-- Work to be completed --
Look through the records, and wherever the string "hexlify" turns up, copy out that line.

-- Records provided --

PR #255, opened 2019-02-19
Fix various minor gpg packet parsing issues

lukpueh:
**Fixes issue #**:
None

**Description of the changes being introduced by the pull request**:
-  Update gpg signature subpacket parsing to look for subpackets in both hashed and unhashed sections of a packet (ed1ccd5)
- Fix two subpacket header length parsing bugs (4841508)
- Support gpg new format packet length header  (29c781a)

Please see commit messages for details.

*__Noteworthy__*:
I discovered these bugs while working on gpg self-signature verification (related to #245), by running `in_toto.gpg.functions.gpg_export_pubkey(keyid)` over all public keys in my system gpg keyring.
```bash
# Use to get a list of all keyids
gpg --list-keys --with-colons 2>&1 | grep ^pub | grep -Eo --color=never [A-F0-9]\{16\,}
```

Although the gpg packets that triggered these bugs seem to be rare and are not relevant for our purposes (e.g. large user attribute packets), we still need to be able to parse them. Because if we fail to determine the end of any packet, we will fail to parse all subsequent potentially relevant packets in the stream of consecutive packets.

Due to the rareness of these gpg packets we currently deem the effort to manually craft them for testing purposes infeasible. 

**Please verify and check that the pull request fulfills the following
requirements**:
- [x] The code follows the [Code Style Guidelines](https://github.com/secure-systems-lab/code-style-guidelines#code-style-guidelines)
- [ ] Tests have been added for the bug fix or new feature
- [x] Docs have been added for the bug fix or new feature

PR #257, opened 2019-02-28
Add gpg self-signature verification support

lukpueh:
*I apologize for the size of this PR, but separating the commits into more (inter-dependent) PRs would only increase the PR handling effort and still leave at least one PR with a large diff. Let me know if there is anything I can do to facilitate code review. A guide to this PR is provided below.*

**Fixes issue #**:
- Depends on PR #255, please review and merge there first (ed1ccd5 - 050b7cb)
- Provides infrastructure required by #245

This PR adds signature verification on gpg public key export for two types of self-signatures:
- Self-certificates related to the primary key, which can be used to acquire additional certified information about the the primary key, such as the key expiration date.
- Subkey binding signatures, that bind each subkey to the primary key. So far we just assumed that a subkey attached to a primary key belongs to the primary key without verifying the binding signature. This PR discards all subkey that aren't verifiably bound to the primary key.

The lion share of this PR is provided by d3b6c44, which updates gpg public key parsing  to verify the corresponding self-signatures. 
Suggestions to re-organize the relevant functions, i.e. `get_pubkey_bundle `, `parse_pubkey_bundle`, `_assign_certified_key_info` and `_get_verified_subkeys`, are appreciated.

So far we only supported gpg binary type signatures (i.e. signatures over in-toto metadata) and restricted signature parsing accordingly. b7ce963 updates signature parsing to support the self-signature types described above. 

For binary type signature creation and verification we only support SHA256. 713929b, 9388560 add changes to support SHA1, and SHA512 too (for self-signatures only!), which, based on real-word keyring inspections, seem to be widely-used.  

4181469 updates signature parsing to return additional information, which is needed for further signature handling (as part of this PR), and also to get additional information about the primary key, such as the expiration date (required for #245). Note that this PR only provides certificate verification support, while the information extraction should be handled in #245 (see [inline `# TODO:` comment](https://github.com/lukpueh/in-toto/blob/d3b6c44fe76013568f3459f67ba2ed35db3935f0/in_toto/gpg/common.py#L342-L343)).

Further tangential clean-up/refactor commits include:
-  26c1fbf to remove an obsolete `else` clause
- ae4f5d0 to enhance some related error messages and fix comments and docstrings 
-  4d825be to slightly modify signature keyid handling

**Caveats/TODOs**
- Lacks proper testing (I'm inclined to do this in a separate PR out of sympathies for the reviewers)
- Does not handle contradictory self-certificates (see [inline `# TODO:` comment](https://github.com/lukpueh/in-toto/blob/d3b6c44fe76013568f3459f67ba2ed35db3935f0/in_toto/gpg/common.py#L343-L346), should be addressed with #245)
- Does not handle key revocation certificates (see https://github.com/in-toto/in-toto/issues/263)

requirements**:


in_toto/gpg/util.py
```diff
@@ -247,3 +310,37 @@ def is_version_fully_supported():
...
+    return hashing.SHA256
+
+  elif hash_algorithm_id == in_toto.gpg.constants.SHA512:
+    return hashing.SHA512
+
+  else:
+    raise ValueError("Hash algorithm '{}' not supported, must be one of '{}' "
+        "(see RFC4880 9.4. Hash Algorithms).".format(hash_algorithm_id,
+        {in_toto.gpg.constants.SHA1, in_toto.gpg.constants.SHA256,
+         in_toto.gpg.constants.SHA512}))
```
aaaaalbert: If this is never extended to support other hash types, my comment is moot, but there's a perhaps more concise way that avoids the `if` cascade:
```python
  supported_hashing_algorithms = [in_toto.gpg.constants.SHA1,
      in_toto.gpg.constants.SHA256, in_toto.gpg.constants.SHA512]

  corresponding_hashing_classes = [hashing.SHA1, hashing.SHA256, hashing.SHA512]

  hashing_class = dict(zip(supported_hashing_algorithms, corresponding_hashing_classes))

  try:
    return hashing_class[hash_algorihm_id]
  except KeyError:
    raise ValueError("Hash algorithm '{}' not supported, must be one of '{}' "
        "(see RFC4880 9.4. Hash Algorithms).".format(hash_algorithm_id,
        supported_hashing_algorithms))
```

(And had 938856026d091878883db9f837fe762dceaa4c03 not dropped `SUPPORTED_HASH_ALGORITHMS` from `gpg/constants.py`, the proposed code could be even DRYer.)

in_toto/gpg/common.py
```diff
@@ -127,62 +134,363 @@ def parse_pubkey_payload(data):
...
+      # - disallow duplicate packets
+      if packet_type != PACKET_TYPE_PRIMARY_KEY and \
+          not key_bundle[PACKET_TYPE_PRIMARY_KEY]["key"]:
+        raise Exception("First packet must be a primary key ('{}'), got '{}'."
+            .format(PACKET_TYPE_PRIMARY_KEY, packet_type))
+
+      elif packet_type == PACKET_TYPE_PRIMARY_KEY and \
+          key_bundle[PACKET_TYPE_PRIMARY_KEY]["key"]:
+        raise Exception("Unexpected primary key.")
+
```
aaaaalbert, line 205: I always find `if` cascades with complex causes difficult to read, as I'm never sure if I'm not missing a combination of conditions that's not handled. (I do think however that L193-L251 make sense.)

The `elif` in L198-199 could be rolled into L205+ as a sub-`if` clause.

in_toto/gpg/common.py
```diff
@@ -127,62 +134,363 @@ def parse_pubkey_payload(data):
...
+      # The first (and only the first) packet in the bundle must be the master
+      # key.  See RFC4880 12.1 Key Structures, V4 version keys
+      # TODO: Do we need additional key structure assertions? e.g.
+      # - there must be least one User ID packet, or
+      # - order and type of signatures, or
+      # - disallow duplicate packets
+      if packet_type != PACKET_TYPE_PRIMARY_KEY and \
+          not key_bundle[PACKET_TYPE_PRIMARY_KEY]["key"]:
+        raise Exception("First packet must be a primary key ('{}'), got '{}'."
```
aaaaalbert: Please raise more specific error types than plain `Exception`s. (See also L200)

in_toto/gpg/common.py
```diff
@@ -127,62 +134,363 @@ def parse_pubkey_payload(data):
...
+          key_bundle[PACKET_TYPE_PRIMARY_KEY]["signatures"].append(packet)
+
+      else:
+        log.info("Ignoring gpg key packet '{}', we only handle packets of "
+            "types '{}' (see RFC4880 4.3. Packet Tags).".format(packet_type,
+            [PACKET_TYPE_PRIMARY_KEY, PACKET_TYPE_USER_ID,
+            PACKET_TYPE_USER_ATTR, PACKET_TYPE_SUB_KEY,
+            PACKET_TYPE_SIGNATURE]))
+
+    except Exception as e:
```
aaaaalbert: There's a bunch of `except Exception`s across this PR. I wonder why the blanket `except` is desired (instead of a more specific exception type), and why it makes sense in a few places to `continue` after logging the exception.

in_toto/gpg/util.py
```diff
@@ -100,34 +101,96 @@ def parse_packet_header(data, expected_type=None):
...
   """
   data = bytearray(data)
-  packet_type = (data[0] & 0x3c ) >> 2
-  packet_length_bytes = data[0] & 0x03
+  header_len = None
+  body_len = None
+
+  # If Bit 6 of 1st octet is set we parse a New Format Packet Length, and
+  # an Old Format Packet Lengths otherwise
+  if data[0] & 0x40: # pragma: no cover
```
aaaaalbert: Consider using binary representations for this and L132, `0b0100_0000` and `0b0011_1111` and such. (I think this is what they're here for :-)

in_toto/gpg/common.py
lukpueh: This one (and L200) are caught and re-raised with more information as specific `PacketParsingError`s in L254, adding additional information about the packet position.

aaaaalbert: OK, got it. I wonder if it makes sense to raise the `PacketParsingError` on that level already, just so as to not catch other potential exceptions and report them in a confusing way.

(Then L254 would only `except PacketParsingError` and act upon it, no other unrelated exceptions.)

in_toto/gpg/common.py
lukpueh: Agreed! I do have this concern somewhere in my notes and I meant to add it to the PR description's "caveats/todos" section, as this issue applies to other places in the gpg module too, and I plan on addressing it in a separate PR. Thanks for pointing it out!

in_toto/gpg/common.py
lukpueh: Makes sense!

in_toto/gpg/common.py
lukpueh: Re `continue`: I considered that question too and decided that in some cases it is okay to continue the overall key export but ignore a self-certificate, if it
  - belongs to a malformed User ID packet (L307),
  - cannot be parsed  (L315),
  - is invalid (L337),

and, ignore a subkey, if it
  - cannot be parsed (L386, L389),
  - has a corresponding binding signature that cannot be parsed (L400),
  - has not exactly one binding signature (L420), or
  - the binding signature is invalid (L430).

But maybe it makes sense too do abort, since these errors are a sign that something is not fully supported or fishy.

in_toto/gpg/common.py
lukpueh: Agreed, that's why I added comprehensive comments.

> The `elif` in L198-199 could be rolled into L205+ as a sub-`if` clause.

That's how I wrote it initially, but then I thought it would be more readable the way it is now, as it is less arrow-head'ish.

aaaaalbert: > arrow-head'ish

Hmm, like, *two* levels in doesn't feel *that* spiky to me :-)

in_toto/gpg/util.py
lukpueh: Great idea, will do.

in_toto/gpg/common.py
lukpueh: It would be 4 levels already: `while`, `try`, `elif`, `if` ... 5 if you count the `def`... :P

aaaaalbert: ...which is *technically* correct, but I think the `def` and `while` and `try` only count as overarching brackets. So: two ;-)

in_toto/gpg/util.py
lukpueh: I opted for the if/else variant because it seemed a tad easier to read, and I am not sure if we need to support other algos in the near future. But your approach is definitely more elegant.

lukpueh:
Thanks for your comments @aaaaalbert, they are very much appreciated! ❤️❤️❤️

Do you have any advice regarding the organization of  `get_pubkey_bundle `, `parse_pubkey_bundle`, `_assign_certified_key_info` and `_get_verified_subkeys`? I had this as one long spaghetti function initially, but that was too much to bear, so I split them into separate functions, but the boundaries feel a little arbitrary. Any thoughts?

aaaaalbert:
My pleasure! 😄 

------

Re organizing these functions, I think it's very sensible to have them separated even if they are called from a single place only. Each is moderately complicated, each has side- and sub-conditions in its checks, there must be tons of docs in each.... I'm totally fine with the way you did this!

The only thing that comes to mind is the choice of *where* exactly you collate the return values of the  private / sub-functions into what the caller uses. For example, [`parse_...` combines a few values](https://github.com/in-toto/in-toto/blob/d3b6c44fe76013568f3459f67ba2ed35db3935f0/in_toto/gpg/common.py#L262-L265); meanwhile [`get_...` could do the same right here](https://github.com/in-toto/in-toto/blob/d3b6c44fe76013568f3459f67ba2ed35db3935f0/in_toto/gpg/common.py#L493) with similar effort, assuming that it got `parse_...`'s `key_bundle` instead of the tuple it actually returns.

This isn't super-important, it's just to consider the time spent for someone who reads the code and has to trace function calls.

lukpueh:
@aaaaalbert, funny that you would mention this. Changing the code from the way you are proposing to what it is now was one of the last things I did on my WIP branch. 

The (probably only semi-compelling) reason why I'm calling the helper functions from within `parse_...` is that I didn't want to *expose* the raw key bundle (i.e. primary key, user id, user attribute, and sub key packets plus their respective signature packets) in order to not have it confused it with the key bundle (i.e. parsed primary key with certified additional info and parsed and bound subkeys) that's returned from `get_...` eventually.

But `parse_...` could of course be seen as just another helper function that returns a *private* data structure to be used by other helper functions.

aaaaalbert:
That's interesting! Any way is fine though, I suggest no change.

in_toto/gpg/functions.py
```diff
@@ -154,6 +157,11 @@ def gpg_verify_signature(signature_object, pubkey_info, content):
 
     content:
             The content to be verified. (bytes)
+    hash_algorithm_id: (optional)
+            one of SHA1, SHA256, SHA512 (see in_toto.gpg.constants) used to
+            verify the signature. Default is SHA256.
+            NOTE: The hash algorithms specified in "pubkey_info"'s
+            "hashes" or "method" field are currently not considered.
```
SantiagoTorres: I'm curious as to why we want to do this instead of updating our signature-type class?

in_toto/gpg/util.py
```diff
@@ -187,12 +250,12 @@ def parse_subpackets(subpacket_octets):
     length = subpacket_octets[ptr]
     ptr += 1
 
-    if length > 192 and length < 255 : # pragma: no cover
+    if length >= 192 and length < 255 : # pragma: no cover
```
SantiagoTorres: Nice catch, thanks for correcting this.

in_toto/gpg/util.py
SantiagoTorres: I was going to suggest something similar. I'm fine either way though.

in_toto/gpg/constants.py
```diff
@@ -44,16 +44,18 @@
...
-
-# See sections 5.2.3 (signature) and 5.2.2 (public key) of RFC4880
+# See RFC4880 section 4.3. Packet Tags for a list of all packet types The
+# relevant packets defined below are described in sections 5.2 (signature),
+# 5.5.1.1 (primary pubkey) and 5.5.1.2 (pub subkey), 5.12 (user id) and 5.13
+# (user attribute)
+PACKET_TYPE_SIGNATURE = 0x02
+PACKET_TYPE_PRIMARY_KEY = 0x06
+PACKET_TYPE_USER_ID = 0x0D
+PACKET_TYPE_USER_ATTR = 0x11
```
SantiagoTorres, line 54: I'm assuming we need these two to concatenate them and verify the key-binding sig? If so, then ignore this. I just wanted to bring this up.

in_toto/gpg/util.py
aaaaalbert: Minimal [style issue](https://github.com/secure-systems-lab/code-style-guidelines#pet-peeves): No leading space for the `:` here.

lukpueh: @SantiagoTorres, it only got to my attention because I have a key in my system keyring, where that byte is exactly 192. :)
@aaaaalbert, thanks!

in_toto/gpg/constants.py
lukpueh: You mean User ID and User Attribute? Yes, well no, not key-binding sigs but rather self-certs (0x10 - 0x13).  See [`_assign_certified_key_info()`](https://github.com/in-toto/in-toto/blob/5f18f390b0b706b0a6899f3ca6f050277570f355/in_toto/gpg/common.py#L268-L282) for more details.

lukpueh:
Thanks for your feedback, @SantiagoTorres and @aaaaalbert! I'll address your comments and add tests soon.

in_toto/gpg/functions.py
lukpueh: What do you mean by "signature-type class"? The information that's on the pubkey, i.e. [`hashes`](https://github.com/in-toto/in-toto/blob/v0.2.3/in_toto/gpg/formats.py#L33) and [`method`](https://github.com/in-toto/in-toto/blob/v0.2.3/in_toto/gpg/formats.py#L50)? If yes, than the reason is that that's the hashes/method we support for binary signatures, i.e. signatures over documents, which is the main purpose of the keys, and which still is only sha256.

I added sha1 and sha512 for self-signatures only, which,  IIRC, is something we agreed on in a different conversation. Does this make sense, or did I misunderstand your question?

in_toto/gpg/common.py
lukpueh: Will be addressed in https://github.com/in-toto/in-toto/issues/126#issuecomment-473337539.

in_toto/gpg/common.py
lukpueh: Agreed, it's only two (...technically). I'll still keep this one.

lukpueh:
36085ad to 9a6141f are related to testing, including some minor modifications in the actual implementation  to make testing easier. Please review!

in_toto/gpg/rsa.py
```diff
@@ -26,7 +25,7 @@
 import in_toto.gpg.util
 import in_toto.gpg.exceptions
 import in_toto.gpg.formats
-
+import in_toto.gpg.constants
```
SantiagoTorres: I see that this removed one whitespace (we should have 2 here right?)

in_toto/gpg/util.py
```diff
@@ -26,6 +26,7 @@
 
 import in_toto.gpg.exceptions
 import in_toto.process
+import in_toto.gpg.constants
```
SantiagoTorres, line 30: same whitespace issue.

in_toto/gpg/functions.py
```diff
@@ -129,8 +131,8 @@ def gpg_sign_object(content, keyid=None, homedir=None):
     raise ValueError("Full keyid could not be determined for signature '{}'".
         format(signature))
 
-  # If we have a full keyid it is safe to remove the short keyid to save space
-  del signature["short_keyid"]
+  # It is okay now to remove the optional short keyid to save space
+  signature.pop("short_keyid", None)
```
SantiagoTorres, line 135: Curious: what's the rationale for this change?

in_toto/gpg/common.py
```diff
@@ -127,62 +134,363 @@ def parse_pubkey_payload(data):
...
+        }
+
+      # Other non-signature packets in the key bundle include User IDs and User
+      # Attributes, required to verify primary key certificates, and subkey
+      # packets. For each packet we create a new ordered dictionary entry. We
+      # use a dictionary to aggregate signatures by packet below,
+      # and it must be ordered because each signature packet belongs to the
+      # most recently parsed packet of a type.
+      elif packet_type in [PACKET_TYPE_USER_ID, PACKET_TYPE_USER_ATTR,
+          PACKET_TYPE_SUB_KEY]:
```
SantiagoTorres: nit, can we use a set instead?

in_toto/gpg/common.py
```diff
@@ -127,62 +134,363 @@ def parse_pubkey_payload(data):
...
+        key_bundle[packet_type][packet] = {
+          "body_len": body_len,
+          "signatures": []
+        }
+
+      # The remaining relevant packets are signatures, required to bind subkeys
+      # to the primary key, or to gather additional information about the
+      # primary key, e.g. expiration date.
+      # A signatures corresponds to the most recently parsed packet of a type,
```
SantiagoTorres: s/signatures/signature/g

in_toto/gpg/common.py
```diff
@@ -127,62 +134,363 @@ def parse_pubkey_payload(data):
...
+  # (see Notes about certification signatures in RFC 4880 5.2.3.3.)
+  for user_id_packet, packet_data in bundle[PACKET_TYPE_USER_ID].items():
+    try:
+      # Construct signed content (see RFC4880 section 5.2.4. paragraph 4)
+      signed_content = (bundle[PACKET_TYPE_PRIMARY_KEY]["packet"] +
+          b"\xb4\x00\x00\x00" + user_id_packet[1:])
+
+    except Exception as e:
+      log.info(e)
+      continue
```
SantiagoTorres: I wonder if we want to remove this `except` block and just let it blow up instead.

in_toto/gpg/common.py
```diff
@@ -127,62 +134,363 @@ def parse_pubkey_payload(data):
...
+            supported_hash_algorithms={SHA1, SHA256, SHA512},
+            supported_signature_types=SIGNATURE_TYPE_CERTIFICATES,
+            include_info=True)
+        # gpg_verify_signature requires a "keyid" even if it is short.
+        # (see parse_signature_packet for more information about keyids)
+        signature["keyid"] = signature["keyid"] or signature["short_keyid"]
+
+      except Exception as e:
+        log.info(e)
+        continue
```
SantiagoTorres, line 320: same here

in_toto/gpg/dsa.py
```diff
@@ -183,6 +183,8 @@ def gpg_verify_signature(signature_object, pubkey_info, content,
     hash_algorithm_id:
             one of SHA1, SHA256, SHA512 (see in_toto.gpg.constants) used to
             verify the signature
+            NOTE: Overrides any hash algorithm specification in "pubkey_info"'s
+            "hashes" or "method" fields.
```
SantiagoTorres, line 187: I wonder if this note sounds more dramatic than it really is (as far as I understand `hash_algorithm_id` is populated with `pubkey_info["hashes"]` or `"method"` fields when not used directly?

in_toto/gpg/common.py
```diff
@@ -329,14 +672,18 @@ def parse_signature_packet(data):
     if subpacket_type == PARTIAL_KEYID_SUBPACKET:
       short_keyid = binascii.hexlify(subpacket_data).decode("ascii")
 
+    # info["subpackets"].append((
+    #   subpacket_type,
+    #   binascii.hexlify(subpacket_data).decode("ascii")))
```
SantiagoTorres, line 679: This somehow sneaked through. Could you please remove it?

SantiagoTorres (approved):
Whoa, this took me *hours* to review.

On the surface I could only find very minor stylistic stuff, nice job!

-- Answer space --
       short_keyid = binascii.hexlify(subpacket_data).decode("ascii")
+    #   binascii.hexlify(subpacket_data).decode("ascii")))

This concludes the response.